Dataset entries
PR #351, opened 2015-08-12
Feature/gauge reduce

### LINKED ISSUE #349: Kernels that use the RNG class are not reproducible when autotuning
I noticed when running the gauge_alg_test that the answer changes for the first test depending on whether autotuning is occurring.  This is because the state of the RNG generator is not being restored after the tuning has completed, giving a different answer if the tuning is disabled or if it has already previously been performed.  This affects the heatbath algorithm and the creation of an initial hot state.

We should restore the initial RNG state to ensure reproducibility regardless of whether autotuning is occurring or not.

@nmrcardoso can you take a look at this?  Since you wrote the RNG class, I think you are likely the best person to do this.

mikeaclark:
* Introduce `reduce` and `reduce2d` helper functions for easy reductions.
* Replace `atomicAdd` calls with calls to `reduce` in plaquette and gauge fixing algorithms.  For the plaquette, this results in a 2x performance boost. 
* Reproducible answers when tuning algorithms that use the RNG class (closes #349)
* Performance fixes for single-precision reconstruct-8 `gauge::FloatNOrder` accessor.  This doubles the performance of the equivalent plaquette computation.
* Small improvement in `unitarizationLinksQuda()` performance through some precalculation of divisors.
* Renamed random.h to random_quda.h to prevent include name collisions with external applications.
* Patched the TimeProfile class to prevent double-start Timer errors.
* Fixed mismatch of TimeProfile labels with the appropriate enum type


mikeaclark:
@mathiaswagner can you take a look when you get the chance?  I've tested fairly well, and it seems robust.

mathiaswagner:
Will do.

mathiaswagner:
I feel like everything is falling apart here:

The Cray
```
/opt/nvidia/cudatoolkit6.5/6.5.14-1.0502.9613.6.1//bin/nvcc  -O3 -D__COMPUTE_CAPABILITY__=350 -ftz=true -prec-div=false -prec-sqrt=false  -w -DMULTI_GPU -DGPU_WILSON_DIRAC -DGPU_DOMAIN_WALL_DIRAC -DGPU_STAGGERED_DIRAC -DGPU_CLOVER_DIRAC -DGPU_WILSON_DIRAC -DGPU_GAUGE_TOOLS -DGPU_TWISTED_MASS_DIRAC -DGPU_WILSON_DIRAC -DGPU_GAUGE_TOOLS -DGPU_GAUGE_ALG -DGPU_GAUGE_TOOLS -DGPU_UNITARIZE -DGPU_DIRECT -DBUILD_QDP_INTERFACE -DBUILD_MILC_INTERFACE -DNUMA_AFFINITY -arch=sm_35	   -I/opt/nvidia/cudatoolkit6.5/6.5.14-1.0502.9613.6.1//include -DMPI_COMMS  -I/include -I../include -Idslash_core -I.  gauge_fix_ovr.cu -c -o gauge_fix_ovr.o
terminate called after throwing an instance of 'std::bad_alloc'
  what():  St9bad_alloc
```
@nmrcardoso Sounds familiar ? But this is not Tegra K1 :cry:
I asked the admins to fix this as I believe it is an artificial memory limit.


and the local development machine has the known `const int Ns` issues with the old gcc version (as discussed at FNAL). I need to patch that  and then hopefully get it tested soon ...

tests/unitarize_link_test.cpp
```diff
@@ -36,7 +36,7 @@ static double unitarize_eps  = 1e-6;
 static bool reunit_allow_svd = true;
 static bool reunit_svd_only  = false;
 static double svd_rel_error  = 1e-4;
-static double svd_abs_error  = 1e-5;
+static double svd_abs_error  = 1e-4;
```
mathiaswagner: Is this required to make the test pass? Did it pass with the stricter error before the optimization?

mikeaclark: This represent the cut off when SVD is used, and so this is a stricter condition (higher number means SVD is used more). This change was needed for the test to pass at large volumes.

mathiaswagner: Ok, I probably was confused by the error name while this is rather a threshold / tolerance. Anyway, fine with that.

mikeaclark: It is poorly named.

mikeaclark:
Regarding the crashing build with 6.5.  Do you think this would go away if this file was split up more to reduce memory, reduce the number of kernels instantiated or if a serial build is used?

mathiaswagner:
After the parallel build failed I tried serial. I believe it is a system issue (they previously had a 2GB VRAM limit). 
Splitting probably reduces the memory footprint and might help. 
I have not tried on blue waters or Titan but am optimistic that this will not happen there. 
Not sure whether it is best to just wait for the admins to increase the VRAM limit.

mathiaswagner:
Just ran into
```
gauge_fix_fft.cu(282): error: argument list for class template "quda::ReduceArg" is missing
          detected during:
            instantiation of "void quda::gaugefixingFFT<Elems,Float,Gauge,gauge_dir>(Gauge, quda::cudaGaugeField &, unsigned int, unsigned int, Float, unsigned int, double, unsigned int) [with Elems=9U, Float=float, Gauge=quda::FloatNOrder<float, 18, 2, 18>, gauge_dir=4]" 
(1337): here
            instantiation of "void quda::gaugefixingFFT<Elems,Float,Gauge>(Gauge, quda::cudaGaugeField &, unsigned int, unsigned int, unsigned int, Float, unsigned int, double, unsigned int) [with Elems=9U, Float=float, Gauge=quda::FloatNOrder<float, 18, 2, 18>]" 
(1359): here
            instantiation of "void quda::gaugefixingFFT(quda::cudaGaugeField &, unsigned int, unsigned int, unsigned int, Float, unsigned int, double, unsigned int) [with Float=float]" 
(1404): here
```

while trying to compile.

mikeaclark:
That's weird that I haven't seen that issue.  GCC version issue perhaps?  I'm using 4.8.  Taking a look.

mathiaswagner:
Maybe gcc version again ... time to switch to a development machine with reasonably recent software. Will try on the Cray again.

mikeaclark:
Looking at it, I'm actually surprised that it compiles!  Will push a fix shortly.

mikeaclark:
Ok, this issue should be fixed now.

PR #352, opened 2015-08-14
Trigger reliable updates only from shift 0 in multi shift cg

mathiaswagner:
This is sufficient with the current implementation. Still keep the loop and arrays to be able to trigger on higher shifts again in the future without having to add back in that code.

The multi shift solve needs less reliable updates and is slightly faster (time including the refinement phase)

### DIFF
--- a/lib/inv_multi_cg_quda.cpp
+++ b/lib/inv_multi_cg_quda.cpp
@@ -227,11 +227,11 @@ namespace quda {
       //fixme: The loop below is unnecessary but I don't want to delete it as we still might find a better reliable update
       int reliable_shift = -1; // this is the shift that sets the reliable_shift
       for (int j=0; j>=0; j--) {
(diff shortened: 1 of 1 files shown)


mikeaclark:
Any thoughts on how we can make the refinement do double-half, but double-single in the solve?  Is this an easy patch?

mikeaclark:
Style comment: you've used 6 space indent here not the usual 2 space indents as is generally used (and advocated).

mathiaswagner:
sorry, that is messed up because the files is partially indented using tabs and I have set my tab width to two ....
I'll remove the tabs.

mathiaswagner:
No idea yet what is the easiest way to use a different sloppy precision ...

mikeaclark:
I guess we can either:
* use the cuda_prec_precondition precision for the refinement 
* make a new parameter in `QudaInvertParam`

I realize I should introduce this discussion elsewhere.  :)

PR #353, opened 2015-08-17
Fixed timer nomenclature

AlexVaq:
Compilation was broken due to the inclusion of different timer functions. We should fuse this part of the code with dslash_policy.cuh at some point...


AlexVaq:
Never mind, I'm tracking a much more serious bug, but I don't even know how to name it at this moment.

PR #356, opened 2015-08-17
Hotfix/magma fermi

alexstrel:


lib/Makefile
```diff
@@ -259,7 +259,7 @@ blas_magma.o: blas_magma.cpp $(HDRS)
 	$(CXX) $(MAGMA_INCLUDE) $(CXXFLAGS) $(MAGMA_FLAGS) $< -c -o $@
 
 blas_magma_gpu.o: blas_magma.cu $(HDRS)
-	$(NVCC) $(NVCCFLAGS) $(MAXREG) $< -c -o $@
+	$(NVCC) -DMAGMA_LIB $(NVCCFLAGS) $(MAXREG) $< -c -o $@
```
mathiaswagner: What is the point of always defining `MAGMA_LIB` here?
If it is always defined anyway, can't you just do that in the source file?

Or should that be a configure option?

alexstrel: corrected

mathiaswagner:
While looking at this: Is there a good reason why the naming is las_magma.cpp and blas_magma.cu and they generate a blas_magma.o and blas_magma_gpu.o ?

alexstrel:
it's right point, there is no reason now to have two files , that was an artifact of the former development process. I merged all into a single file blas_magma.cu.

mikeaclark:
This looks fine to merge now.  Thanks Alexei for the clean up.

Issue #762, opened 2019-01-22
Use CheckCXXCompilerFlag for potentially unsupported compiler flags


mathiaswagner:
See https://cmake.org/cmake/help/latest/module/CheckCXXCompilerFlag.html

This might be useful to check whether flags are supported on a specific arch or by a specific compiler.

PR #763, opened 2019-01-22
Hotfix/cmake power

mathiaswagner:
For `RELEASE` build type use

`-mcpu / -mtune -Ofast` flags on POWER systems as `-march` is not supported.

This is just a quick workaround and we should look into a better solution, see #762.

### DIFF
--- a/CMakeLists.txt
+++ b/CMakeLists.txt
@@ -235,13 +235,28 @@ include_directories(SYSTEM ${EIGEN_INCLUDE_DIRS})
 ## Now we hopefully found some way to get eigen to work
 
 
+
+# Linux: CMAKE_HOST_SYSTEM_PROCESSOR "x86_64"
+# Mac: CMAKE_HOST_SYSTEM_PROCESSOR "x86_64"
+# Power: CMAKE_HOST_SYSTEM_PROCESSOR "ppc64le"
+
+## We need to use different optimization flags depending on whether we are on x86 or power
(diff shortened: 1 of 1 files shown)


maddyscientist:
@walkloud you're assigned to review this pull request.  Are you ok with it?

walkloud:
@mathiaswagner in the fix, you have the following
```-mcpu=native -mtune=native```
while in my build, I have
```-mcpu=power9 -mtune=power9```
have you tried the `native`?  I've been meaning to (but haven't yet) checked if that works

mathiaswagner:
I just tried and it seems to compile fine (at least the compiler does not complain about the flags) and in that process realized that I also needed to fix my check.
Should be fine now but our CI is purely x86 right now so any additional checks on other machines are highly appreciated.

But we can always improve the fix later if is not yet perfect.

walkloud:
@mathiaswagner @maddyscientist the code is compiling with those changes, `-mcpu=native -mtune=native`, would you like me to run a performance test as well with one of the tests?

mathiaswagner:
Thanks for checking @walkloud. I don't think the code will not run if you can compile it but of course a quick firing up of one of the quad internal tests (or whatever is least effort for you) is appreciated. Just to be sure ...

walkloud:
OK - I’ll do an MDWF test tomorrow

I wasn’t thinking of working or not, but if the `native` gets the same optimization as `power9`

PR #766, opened 2019-01-31
Feature/ca-cg

weinbe2:
This PR adds support for both power basis and Chebyshev basis CA-CG, as well as a wrapper implementation of CA-CGNE and CA-CGNR. There is full support for mixed precision and reliable updates. (As a by-product, it fixes a bug in mixed precision CGNE and CGNR.) Adding support for additional bases is relatively straightforward. (There are reasons to use a further customized basis: while using the Chebyshev basis instead of a power basis alleviates the issue of the vectors blowing up and low modes getting completely lost in the power iterations, it doesn't completely eliminate the issue of co-linearity in practice.) 

The Chebyshev basis implementations requires conservative estimates of the smallest and largest eigenvalues to define the window for the rescaled Chebyshev polynomials. These can be passed in explicitly; alternatively the default behavior is to assume smallest eigenvalue is 0 (which, again, because it's just used to define a window is perfectly fine), and to perform 100 steps of power iterations on the first application of the solver to get an estimate of the largest eigenvalue, which is rescaled by a factor of 1.1. 

This PR exposes several additional parameters on the command line for specifying the "s"-step size, which basis to use, and the minimum+maximum eigenvalues. These can be supplied for an outer solver, as well as for near-null vector generation and the coarsest solve. (In practice, using the normal operator for the smoother has never been useful, so I didn't expose it for the smoother. If someone finds it useful it'd be a trivial addition.) I'll get these parameters listed on the wiki page soon. 

There are still some tentative memory optimizations, in particular for generating the Chebyshev polynomial (we'd need a multi-`caxy` as opposed to just the `caxpy`, or a `caxpbypczw`; for now we do a separate `zero` and multi-caxy`). 

Note: there is a quirk in how residuals are reported for CA-CG where the printed residual is actually from one s-step previous. This is because the residual of the previous s-step is a by-product of a given s-step iteration, otherwise an extra reduction is required per s-step which defeats the purpose of a communication avoiding (well, mitigating) algorithm. This does mean the algorithm in general requires one additional s-step before convergence is detected, however for a large number of iterations this is negligible. The implementation of CA-CG _does_ support detecting when a fixed number of iterations are requested, and in this case the extra s-step doesn't occur.

Here's a reference command which covers everything for an invert test:

`./invert_test --inv-type ca-cgne --verbosity verbose --ngcrkrylov 4 --prec double --prec-sloppy half --ca-basis-type chebyshev --cheby-basis-eig-min 0 --cheby-basis-eig-max 2.0533007`


alexstrel:
@weinbe2 a minor issue: the restart counter at 
https://github.com/lattice/quda/blob/feature/ca-cg/lib/inv_ca_cg.cpp#L500 
is unused, e.g.,  should be incremented somewhere in the reliable update block.

weinbe2:
@alexstrel aye, @maddyscientist pointed out to me that restarts are currently broken in CA-CG, and I also broke them in CA-GCR, That's on my to-do list for this PR.

To have a full record here, I also need to replace the internal basis enums in CA-GCR with the "global" enums I use in CA-CG. CA-GCR doesn't have Chebyshev basis support (yet), so my planned approach is to just have it warning out if it's requested and switch to the power basis.

maddyscientist:
It looks good @weinbe2.  I've done some testing of it, and one thing I did change was that I noticed that the `QudaInvertParam::ca_lambda_min` and `QudaInvertParam::ca_lambda_max` values were not being updated at the end of the solver meaning that back-to-back solves would recompute the Rayleigh quotient unnecessarily.  This is fixed now, and I moved the Rayleigh quotient under the `init` timing category, since this is where it belongs.

Just pushed this, so it will be doing its build tests overnight.  Happy for you @weinbe2 to merge this in the morning, or @mathiaswagner can do so 😄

Problem to solve: What is the number of lines in the entries above that contain the string "probably"? Reply with the number and nothing more.

Solved exercise: 2